LE ALTRE PARTITE DEL 38°E ULTIMO TURNO
Alcione Milano-AlbinoLeffe 2-1, Arzignano Valchiampo-Pro Vercelli 3-0, Cittadella-Giana Erminio 0-2, Dolomiti Bellunesi-Trento 0-0, Inter U23-Union Brescia 0-1, Lumezzane-Virtus Verona 4-1, Ospitaletto-Novara 0-2, Renate-Pro Patria 2-1, Triestina-Vicenza 1-6.
CLASSIFICA
LR Vicenza 89, Union Brescia 69, Renate 64, Lecco 64, Trento 63, Cittadella 59, Lumezzane 56, Alcione Milano 55, Arzignano V. 53, Giana Erminio 52, AlbinoLeffe 50, Inter U23 48, Novara 47, Pro Vercelli 46, Ospitaletto 45, Pergolettese 41, Dolomiti Bellunesi 40, Virtus Verona 25, Pro Patria 23, Triestina 12 (-24 di penalizzazione).
Vicenza in Serie B. Playoff: Union Brescia, Renate (già ammesse alla fase nazionale), Lecco, Trento, Cittadella, Lumezzane, Alcione Milano, Arzignano e Giana. Retrocesse. Virtus Verona, Pro Patria e Triestina.
Cronaca
Primo tempo
Cinque assenze nel Lecco: oltre allo squalificato Romani (un turno di stop) e all'infortunato Marrone (distorsione a una caviglia), mancano Sipos e Kritta (febbre) e Ndongue (virus). Nella formazione titolare mister Valente schiera giocatori che hanno trovato meno spazio: Ferrini, Bonaiti, Pellegrino e Parker.
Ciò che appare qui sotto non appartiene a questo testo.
Issue #3942, opened 2025-08-15
[Feature]: Support Workload identity federation


nakamichiworks:
### Use Cases or Problem Statement

We want to use [workload identity federation](https://docs.snowflake.com/en/user-guide/workload-identity-federation) for more secure authentication of service users, since majority of our applications are running on AWS.

### Category

category:resource

### Object type(s)

resource:service_user

### Proposal

[Workload identity federation](https://docs.snowflake.com/en/user-guide/workload-identity-federation) is now generally available, so please support related parameters in `snowflake_service_user` resource.

### How much impact is this issue causing?

Low

### Would you like to implement a fix?

- [ ] Yeah, I'll take it 😎

sfc-gh-jmichalak:
Hi @nakamichiworks 👋 

This feature is on our [roadmap](https://github.com/snowflakedb/terraform-provider-snowflake/blob/main/ROADMAP.md#oauth2-authorization-code-and-client-credential-flows). But now, we are focused on delivering new OAuth capabilities.

aladeeb:
<img width="1045" height="159" alt="Image" src="https://github.com/user-attachments/assets/a89a3513-898d-41cd-b41a-4e7fbb565c2c" />

Any tentative date when this will be supported? We are migrating the whole org platform codebase to Terraform and this one would be a dealbreaker for us. Appreciate your response, it will help us to plan the migration. :)

sfc-gh-asawicki:
Hey @aladeeb. We are not actively working on it. The soonest we will start WIF-related work is November. The date may vary depending on the complexity of the implementation. We are pretty confident it will be available in December.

Al 2' una conclusione di Zanellato termina oltre la traversa. Il Lecco prova a fare la partita, ma i padroni di casa passano in vantaggio alla prima incursione (11'): cross dalla destra di Roversi, stacco di testa di Corti (attaccante nato a Lecco) e Furlan vede la sfera infilarsi in rete, con la difesa bluceleste colta completamente di sorpresa. Al 14' tiro “telefonato” di Parker. Gli Aquilotti si mantengono in attacco e fatalmente prestano il fianco ai gialloblù, che si rifanno vivi con Careccia, il cui tiro è deviato in angolo. Al 19' intervento duro in area di Jahouari su Zanellato; dopo una laboriosa revisione al monitor, l'arbitro Liotta concede il rigore. Sul dischetto, al 22', va lo stesso Zanellato che però calcia male; il giovane portiere Doldi intuisce e para. Al 25' Bonaiti prova a dare la sveglia, ma la sua conclusione è imprecisa. Al 38' gran destro di Konaté, di poco fuori. La Pergolettese però non resta a guardare e, dopo un pericolo creato al 41', raddoppia al 46': scatto deciso di Ferrandino che, giunto in area, conclude a botta sicura.
Secondo tempo
Valente corre ai ripari: fuori Rizzo, Bonaiti e Pellegrino, dentro Mihali, Voltan e Furrer. Al 13' un colpo di testa di Parker finisce fuori bersaglio. La Pergolettese, con la mente libera, gioca meglio dei blucelesti e al 20' triplica con Roversi, che su assist di Corti, batte Furlan da pochi metri. Per il classe 2007 è il primo gol tra i professionisti. Al 25' un colpo di testa di Nova termina di poco fuori e al 30' un tiro di Zanellato è salvato sulla linea da un giocatore cremasco. La Pergolettese sfiora il quarto gol al 43' con Meconi e al 44' con Rossetti; decisivo in entrambi i casi il portiere Furlan.
TABELLINO
PERGOLETTESE (3-5-2): Doldi; Milesi, Bane, Antolini (37' st Lambrughi); Roversi, Careccia, Arini, Jahouari ( 23' st Tremolada), Meconi (28' st Orlandi); Corti (23'st Rossetti), Ferrandino (28'st Pessolani).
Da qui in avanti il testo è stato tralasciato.